# Alexandre Safi - Man Of Steel (Suite) [Prevision Score] Inspired by Hans Zimmer



## AlexandreSafi (May 31, 2014)

Hey gentlemen, this work is actually the 1st piece i had ever finished in my early attempts at composing serious exercices... 
I did this mid-long suite as an exercice to imagine what Man of Steel would sound like before the official score got released... I was hoping to capture everything i had more or less absorbed from Hans Zimmer's fantastic music in his whole career, plus Superman was always, i think, one of the three biggest superheroes i adored as a kid, so this melting-pot of ideas came out before the first trailer introducing Hans's official music ...

I did it when I was 22, and if i had to do it again, the parameters of the arrangement would, to me, be quite different..

Anyways i'm absolutely interested in hearing your precise observations on this track!

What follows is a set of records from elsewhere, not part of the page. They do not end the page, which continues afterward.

Issue #1759, opened 2020-05-16
Add unit test: touch.get_finger()


MyreMylar:
This function needs a unit test.

[Guide to how to contribute to an open source project on GitHub.](https://github.com/firstcontributions/first-contributions)

**Test stub:** https://github.com/pygame/pygame/blob/master/test/touch_test.py#L37-L39
**Docs:** https://www.pygame.org/docs/ref/touch.html#pygame._sdl2.touch.get_finger
**Code to be tested:** https://github.com/pygame/pygame/blob/master/src_c/_sdl2/touch.c#L86-L123

joshi-b:
Hi, I would like to contribute to this!

joshi-b:
PR [here](https://github.com/pygame/pygame/pull/1999)

PR #1999, opened 2020-07-03
Added test for touch.get_finger()

joshi-b:
This should fix issue #1759


MyreMylar:
Gonna close this for now, feel free to re-open in new inspiration strikes. This needs some sort of interactive test like we have now started for the joystick module.

Issue #1749, opened 2020-05-16
Add unit test: display.iconify()


MyreMylar:
This function needs a unit test.

[Guide to how to contribute to an open source project on GitHub.](https://github.com/firstcontributions/first-contributions)

**Test stub:** https://github.com/pygame/pygame/blob/master/test/display_test.py#L205-L221
**Docs:** https://www.pygame.org/docs/ref/display.html#pygame.display.iconify
**Code to be tested:** https://github.com/pygame/pygame/blob/master/src_c/display.c#L2153-L2162

## remaining work

- [ ] Add issue to add WINDOWEVENT_MINIMIZED as a constant to pygame in the same way we have WINDOWEVENT_CLOSE.
- [ ]  Add issue to update the documentation for pygame 2 to indicate the event now generated by iconify()/minimizing in general under SDL2.
- [ ] double check this display.iconify test works locally on windows & raspberry pi.

zoldalma999:
Hey!
I would like to try and do this unit test

PR #2006, opened 2020-07-06
Adding unit test to iconify

zoldalma999:
#1749

### DIFF
--- a/test/display_test.py
+++ b/test/display_test.py
@@ -256,17 +256,22 @@ class DisplayModuleTest(unittest.TestCase):
         self.fail()
 
     def test_iconify(self):
-        pygame.display.set_mode((640, 480))
+        screen = pygame.display.set_mode((640, 480))
         Iconified_event = False
         success = pygame.display.iconify()
 
+        #'ActiveEvent' (gain 0 state 2) didnt seem to work but is the same as 'WindowEvent' 7
         for e in pygame.event.get():
-            if e.type == pygame.ACTIVEEVENT:
-                if e.gain == 0 and e.state == 2 and success:
-                    Iconified_event = True
+            # if e.type == pygame.ACTIVEEVENT:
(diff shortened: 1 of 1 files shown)


zoldalma999:
Im sorry it took me so long. I made the changes.
Is there a way to test sdl 1 versions? I tried looking for it but couldnt find one.
Also should i open an issue about the event/docs?

MyreMylar:
> Im sorry it took me so long. I made the changes.

No worries at all, we probably wouldn't notice unless you vanished for longer than a month :)

> Is there a way to test sdl 1 versions? I tried looking for it but couldn't find one.

Yes. There is an SDL 1 build that runs on Travis which should now be labelled as such, but if I recall this test only runs locally so you would need to build pygame with the SDL 1 build configuration. For me the process of switching SDL versions goes something like this:

```
python setup.py clean --all
python -m buildconfig -sdl1
python setup.py install
pip install . -U
```

But the exact commands you use may depend on how you build python modules/pygame normally and your platform (if you've not built pygame from source yet you may also want to have a look at the [wiki documentation for different platforms](https://www.pygame.org/wiki/Compilation) e.g. here are the windows instructions: https://www.pygame.org/wiki/CompileWindows - which I know from experience can be tricky )

> Also should i open an issue about the event/docs?

You can if you like, or I'll do it myself at some point when this PR gets wrapped up.

MyreMylar:
Remaining work for me:

- [ ] Add issue to add WINDOWEVENT_MINIMIZED as a constant to pygame in the same way we have WINDOWEVENT_CLOSE.
- [ ]  Add issue to update the documentation for pygame 2 to indicate the event now generated by iconify()/minimizing in general under SDL2.
- [ ] double check this test works locally on windows & raspberry pi.

illume (approved):
Thanks. 🎉  

I think we can merge this in now. I moved the TODO list to the issue.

https://soundcloud.com/karim-safi/man-o ... -prevision
Thanks a lot for taking the time... 
Have a good day!


----------



## AC986 (May 31, 2014)

It has that Italian Spaghetti western flavour to it. Very good Alexandre!


----------



## Hannes_F (May 31, 2014)

Really good. I seem to have missed the Spaghetti part  but Adrian is way more literate than me in film music, so that may be me. Enjoyed it!


----------



## Stiltzkin (May 31, 2014)

It's a lovely piece - I really like it, the choirs fit the mood perfectly especially, and for it being written prior to the trailer it's not too far off the overall mood


----------



## emid (May 31, 2014)

I have heard the compositions of lot of people who tried to capture 'that' typical Zimmerish feel but I think you have successfully captured the audience in what you were trying to portray. Very very well done. Enjoyed a lot.


----------



## Jetzer (May 31, 2014)

You know what...I really, really like it. It has a certain HZ flavour, but as you say it was written as a HZ inspired piece. 
It feels like this is one of HZ's lost demo's from the late 90's. I mean that as a compliment :wink: 

The not so perfect mix actually adds in a funny way to the experience, it truly feels like a lost demo.

-JH-


----------



## Generdyn (May 31, 2014)

You have some great ideas in there man! Cool stuff!


----------



## AlexandreSafi (Jun 1, 2014)

*adriancook -* Thank you so much Adrian! Very much appreciated! Your reply was much faster than mine on your thread, last time i checked!! Looking forward to hearing more of your own work too... 

*Hannes_F -* Thank you Hannes, it means a lot! And yes me neither, but i'm simply going to assume his name must have something to do with it...
*
Stiltzkin -* Thank you too sir, great compliment, and yes the choir is always the dirty quick trick when you lack the orchestration skill to maintain your own track elevated in the air, then you have to hope for the best it does not sound cliché... 

*emid -* THANK YOU!!!

*JH -* Thank you so much JH, i was actually so hoping at least one person would point out the terrible mix, as it's my on-going weakest point in the creating process, but calling it a lost demo, best compliment ever...

*Generdyn -* Thank you mate!


----------